[GIS] Best way to clip a large raster ECW file

big dataclipecwgdalraster

I am trying to clip a large ECW (details below) but the raster file is too big to be processed entirely.

Some details of the ECW below

Driver: ECW/ERDAS Compressed Wavelets (SDK 5.0)

file size: 50gb
Size is 450000, 565081
Pixel size: 0.15 0.15
COLORSPACE=RGB
COMPRESSION_RATE_TARGET=9
VERSION=2
Number of bands: 4

The area I want to clip is roughly a 1/5 of the original file.

Here are the methods I have tried out with no success:

  1. Used Arcgis to save the ecw to tiff / other formats… (I quickly gave up)

  2. Used Qgis and its clipper tool… the file creation stayed stuck at about 40%.

  3. Used gdal_translate out of OSGeo4W with other options than Qgis. (Tried that thinking that MAYBE freeing some memory not using Qgis would the trick)

  4. Used gdal_retile thinking that I would cut the image into pieces and grab the one I wanted. The command
    "gdal_retile -ps 10000 10000 -of ecw -tileIndex tile.shp -targetDir input.ecw
    This crashed even quicker"

Does anyone have an idea?

For info I run windows 7 64bits on an i5-3470 3.2Ghz with 16gb of ram.

Best Answer

Other ideas you could try:

  1. gdal_translate with the -srcwin switch
  2. gdalwarp with -cutline and -crop_to_cutline and -wm switches.
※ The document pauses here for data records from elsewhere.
PR #2552, opened 2016-06-08
Use default User-Agent for CONNECT requests

thc202:
Change class HttpSender to set the default User-Agent defined in the
options as the default User-Agent for internal CONNECT requests (that
is, CONNECT requests sent by ZAP to the configured outgoing proxy).
Change class HttpMethodDirector to allow to set the default User-Agent
for CONNECT requests.


kingthorin:
Looks good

The last one specifies memory for caching and may get you over the issues you had using clipper in QGIS (as this is essentially the same function)
  3. QGIS raster calculator setting the extent to the area you want (simpler than clipper).
  4. SAGA->Clip grid with polygon - who knows, it might be more memory efficient.
  5. Code a solution using Python and Numpy/SciPy to read just a subset of the raster into memory and save it.

I suspect that doing a very simple crop to extent (either with the raster calculator or -srcwin switch in gdal_translate) will be less memory hungry than cropping with a polygon because you have no geometry checks and conversions. Option 5 should use the least memory as you are only reading in what you need. Have a look at this tutorial if you need a 'how to' (adapt the bit on reading and writing by block).